_What is being asked_:
Whenever a line below holds the word "luketpeterson", count it; please give only the final number.
___
PR #649, opened 2024-04-03
Adding module resource API and `include` operation

luketpeterson:
This PR adds the `include` operation and associated changes so module loaders can make additional named resources available through a resource API.

I also included a fix for an occasional panic caused by the C API being misused, passing a NULL ptr to a function taking an array ptr, when a zero-sized array is desired.

### DIFF
--- a/c/src/atom.rs
+++ b/c/src/atom.rs
@@ -882,7 +882,7 @@ pub unsafe extern "C" fn atom_vec_from_array(atoms: *mut atom_t, size: usize) ->
         if size == 0 {
             return vec![].into()
         } else {
-            panic!();
+            panic!("Null pointer is passed to the constructor of the vector with non-zero size");
         }
     }
     let c_arr = std::slice::from_raw_parts_mut(atoms, size);
--- a/c/src/atom.rs
+++ b/c/src/atom.rs
@@ -213,7 +213,7 @@ pub unsafe extern "C" fn atom_expr(children: *mut atom_t, size: usize) -> atom_t
         if size == 0 {
             return Atom::expr(vec![]).into()
         } else {
-            panic!();
+            panic!("Null pointer is passed to the constructor of the expression with non-zero size");
         }
     }
     let c_arr = std::slice::from_raw_parts_mut(children, size);
--- a/c/src/atom.rs
+++ b/c/src/atom.rs
@@ -209,6 +209,13 @@ pub unsafe extern "C" fn atom_sym(name: *const c_char) -> atom_t {
 ///
 #[no_mangle]
 pub unsafe extern "C" fn atom_expr(children: *mut atom_t, size: usize) -> atom_t {
+    if children == core::ptr::null_mut() {
+        if size == 0 {
+            return Atom::expr(vec![]).into()
+        } else {
+            panic!();
+        }
+    }
     let c_arr = std::slice::from_raw_parts_mut(children, size);
     let children: Vec<Atom> = c_arr.into_iter().map(|atom| {
         core::mem::replace(atom, atom_t::null()).into_inner()
@@ -871,6 +878,13 @@ pub extern "C" fn atom_vec_clone(vec: *const atom_vec_t) -> atom_vec_t {
 ///
 #[no_mangle]
 pub unsafe extern "C" fn atom_vec_from_array(atoms: *mut atom_t, size: usize) -> atom_vec_t {
+    if atoms == core::ptr::null_mut() {
+        if size == 0 {
+            return vec![].into()
+        } else {
+            panic!();
+        }
+    }
     let c_arr = std::slice::from_raw_parts_mut(atoms, size);
     let atoms: Vec<Atom> = c_arr.into_iter().map(|atom| {
         core::mem::replace(atom, atom_t::null()).into_inner()
--- a/lib/src/metta/runner/mod.rs
+++ b/lib/src/metta/runner/mod.rs
@@ -873,15 +873,16 @@ impl<'input> RunContext<'_, '_, '_, 'input> {
 
         // Resolve the module name into a loader object using the resolution logic in the pkg_info
         #[cfg(feature = "pkg_mgmt")]
-        self.load_module_recursive(mod_name, true)
+        {
+            let parent_mod_id = self.load_module_parents(mod_name)?;
+            self.load_module_internal(mod_name, parent_mod_id)
+        }
     }
 
     /// Internal function used for recursive loading of parent modules by [Self::load_module]
-    /// Calling with `load_target == false` will ensure a module's parents are loaded without
-    /// loading the module itself, and the module's parent's [ModId] will be returned.  Passing
-    /// `load_target == true` will load the module and return its [ModId]
+    /// Returns the ModId of the loaded parent module
     #[cfg(feature = "pkg_mgmt")]
-    fn load_module_recursive(&mut self, mod_name: &str, load_target: bool) -> Result<ModId, String> {
+    fn load_module_parents(&mut self, mod_name: &str) -> Result<ModId, String> {
 
         //Normalize the path in the context of this running module
         let normalized_mod_path = self.normalize_module_name(mod_name)?;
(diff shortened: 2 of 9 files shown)


lib/src/metta/runner/modules/mod.rs
```diff
@@ -373,10 +389,26 @@ impl MettaMod {
...
-    /// A function to load the module my making MeTTa API calls.  This function will be called by
+    /// A function to load the module my making MeTTa API calls.  This function will be called
     /// as a downstream consequence of [Metta::load_module_at_path], [Metta::load_module_direct],
     /// [RunContext::load_module], or any other method that leads to the loading of modules
     fn load(&self, context: &mut RunContext) -> Result<(), String>;
+
+    /// Returns a data blob containing a given named resource belonging to a module
+    ///
+    /// The following values for `res_key` are commonly accepted:
+    /// * `module.metta`: The MeTTa code for the module in S-Expression format, if the module is
```
vsbogd, line 400: 1. I would suggest use name which doesn't look like a filename for the main code of the module. For instance we can call it `text`. The reason is that there can be different modules: ones which load source code from other files, ones which load source code from standard input. And I don't see why this main resource should have a name which is equal to the name of the file in one particular module format.

2. I see in code `"module.metta"` is frequently used as a string. I would suggest adding a constant for it. May be even some enum to keep all standard keys and allow non-standard ones:
```rs
enum ResKey<'a> {
  Text,
  Authors,
  Description,
  Other(&'a str),
}
```

lib/src/metta/runner/mod.rs
```diff
@@ -396,6 +397,12 @@ impl Metta {
         modules.get(mod_id.0).unwrap().space().clone()
     }
 
+    /// Returns a buffer containing the specified resource, if it is available from a loaded module
+    pub fn get_module_resource(&self, mod_id: ModId, res_key: &str) -> Result<Vec<u8>, String> {
+        let modules = self.0.modules.lock().unwrap();
+        modules.get(mod_id.0).unwrap().get_resource(res_key).clone()
```
vsbogd, line 403: Cloning is redundant here:
```suggestion
        modules.get(mod_id.0).unwrap().get_resource(res_key)
```

lib/src/metta/runner/mod.rs
```diff
@@ -819,12 +825,15 @@ impl<'input> RunContext<'_, '_, 'input> {
...
+        self.load_module_recursive(mod_name, true)
     }
 
     /// Internal function used for recursive loading of parent modules by [Self::load_module]
+    /// Calling with `load_target == false` will ensure a module's parents are loaded without
+    /// loading the module itself, and the module's parent's [ModId] will be returned.  Passing
+    /// `load_target == true` will load the module and return its [ModId]
     #[cfg(feature = "pkg_mgmt")]
-    fn load_module_recursive(&mut self, mod_name: &str) -> Result<ModId, String> {
+    fn load_module_recursive(&mut self, mod_name: &str, load_target: bool) -> Result<ModId, String> {
```
vsbogd, line 836: Adding `load_target` flag is probably ok while method is private, but I would replace call with `false` flag by pair of calls: `load_module(get_parent_mod_name(mod_name))`. Thus the code clearly states that parent module is loaded and explanation of the `load_target` semantics is not needed.

vsbogd: At least I would rename flat into `load_parent` as it is exactly its semantics as far as I understand.

lib/src/metta/runner/mod.rs
```diff
@@ -856,6 +870,39 @@ impl<'input> RunContext<'_, '_, 'input> {
...
+    /// NOTE: Although this method won't load the module itself, it will load parent modules if necessary
+    pub fn load_resource_from_module(&mut self, mod_name: &str, res_key: &str) -> Result<Vec<u8>, String> {
+
+        // LP-TODO-NOW!, We should assume mod_name is relative by default, not absolute
+
+        // Resolve the module name and see if the module is already loaded into the runner
+        if let Ok(mod_id) = self.get_module_by_name(mod_name) {
+            self.metta().get_module_resource(mod_id, res_key)
+        } else {
+            #[cfg(not(feature = "pkg_mgmt"))]
```
vsbogd, line 885: While we have this feature, the code doesn't compile if feature is removed from list of features. Thus I am not sure we need it.

lib/src/metta/runner/stdlib.rs
```diff
@@ -147,6 +147,63 @@ fn strip_quotes(src: &str) -> &str {
...
+    fn execute(&self, args: &[Atom]) -> Result<Vec<Atom>, ExecError> {
+        let arg_error = || ExecError::from("include expects a module name argument");
+        let mod_name_atom = args.get(0).ok_or_else(arg_error)?;
+
+        // TODO: replace Symbol by grounded String?
+        let mod_name = match mod_name_atom {
+            Atom::Symbol(mod_name) => mod_name.name(),
+            _ => return Err(arg_error())
+        };
+        let mod_name = strip_quotes(mod_name);
```
vsbogd, line 186: I am not sure why do we need strip quotes here. Symbol name should not contain quotes AFAIK. Is it needed for some specific usecase?

lib/src/metta/runner/stdlib.rs
```diff
@@ -147,6 +147,63 @@ fn strip_quotes(src: &str) -> &str {
...
+        //TODO: Remove this hack to access the RunContext, when it's part of the arguments to `execute`
+        let ctx_ref = self.context.lock().unwrap().last().unwrap().clone();
+        let mut context = ctx_ref.lock().unwrap();
+        let program_buf = context.load_resource_from_module(mod_name, "module.metta")?;
+
+        // Interpret the loaded MeTTa S-Expression text
+        let program_text = String::from_utf8(program_buf)
+            .map_err(|e| e.to_string())?;
+        let parser = crate::metta::text::OwnedSExprParser::new(program_text);
+        context.push_parser(Box::new(parser));
```
vsbogd, line 197: Does it mean included module is added to the end of the including script?

c/src/atom.rs
```diff
@@ -871,6 +878,13 @@ pub extern "C" fn atom_vec_clone(vec: *const atom_vec_t) -> atom_vec_t {
 ///
 #[no_mangle]
 pub unsafe extern "C" fn atom_vec_from_array(atoms: *mut atom_t, size: usize) -> atom_vec_t {
+    if atoms == core::ptr::null_mut() {
+        if size == 0 {
+            return vec![].into()
+        } else {
+            panic!();
```
vsbogd, line 885:
```suggestion
            panic!("Null pointer is passed to the constructor of the vector with non-zero size");
```

lib/src/metta/runner/modules/mod.rs
luketpeterson: > I would suggest use name which doesn't look like a filename...

I think you're right.  When I conceived of the idea, I thought of them as files in a virtualized file-system, so it's not an accident they feel like file names.  In fact, my implementation started as a simple shim over files in the resources directory, but I felt that might be insecure so I locked it down more.

I now see that making the keys feel like files is going to lead to confusion when people think they can use any filename and it doesn't work.

> I would suggest adding a constant for it. May be even some enum to keep all standard keys and allow non-standard ones

That's a good idea.

lib/src/metta/runner/mod.rs
luketpeterson: Good catch!

I had an API that initially returned a borrowed value, then I changed it but didn't change the clone.  I think the compiler would have optimized it away, but good catch.

lib/src/metta/runner/stdlib.rs
luketpeterson: > I am not sure why do we need strip quotes here.

I was following the logic of `import!` and `mod-space!` and didn't give it much thought this time.  But a couple weeks ago there was a bug caused by people (Adam ;-) quoting module names.

It's not necessary to quote module names / mod name paths because spaces are illegal there, but people have quotes in their code as a leftover from when they were file paths, and also when we transition to grounded strings, quotes will be ok again.

So my feeling is to leave this as it is.

lib/src/metta/runner/stdlib.rs
luketpeterson: That's a good point.  This enqueues new work into the RunContext.  But people probably expect the include to be inlined immediately at the site of the `include` operation...

lib/src/metta/runner/mod.rs
luketpeterson: Done in 79a24c6

lib/src/metta/runner/modules/mod.rs
luketpeterson: `ResourceKey` enum added in 3deba55

lib/src/metta/runner/stdlib.rs
```diff
@@ -194,7 +194,11 @@ impl Grounded for IncludeOp {
         let program_text = String::from_utf8(program_buf)
             .map_err(|e| e.to_string())?;
         let parser = crate::metta::text::OwnedSExprParser::new(program_text);
-        context.push_parser(Box::new(parser));
+        //QUESTION: do we want to do anything with the result from the `include` operation?
```
vsbogd, line 197: I would say it should behave like included file is a part of the modules itself. Thus user which includes module B from module A I think will expect the results are returned as they are results of the A. To make it behave absolutely identical we need to implement it differently. Included it on a level of parser I for example. Thus may be we can leave the code as is while we don't have a real usecase.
___
_Problem solution_:
7